Set all the entries down again, unaltered.

------------------------------

PR #9, opened 2011-07-22
Flatten the directory layout

maxandersen:
As discussed on mail, if we remove the superfluous directory these samples will be easier to use as quickstarts on OpenShift Express.


pmuir:
Merged. In future, you should rebase your changes onto upstream/master before submitting :-)

maxandersen:
sorry about that ;) thanks!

------------------------------

Expected answer =
PR #9, opened 2011-07-22
Flatten the directory layout

maxandersen:
As discussed on mail, if we remove the superfluous directory these samples will be easier to use as quickstarts on OpenShift Express.


pmuir:
Merged. In future, you should rebase your changes onto upstream/master before submitting :-)

maxandersen:
sorry about that ;) thanks!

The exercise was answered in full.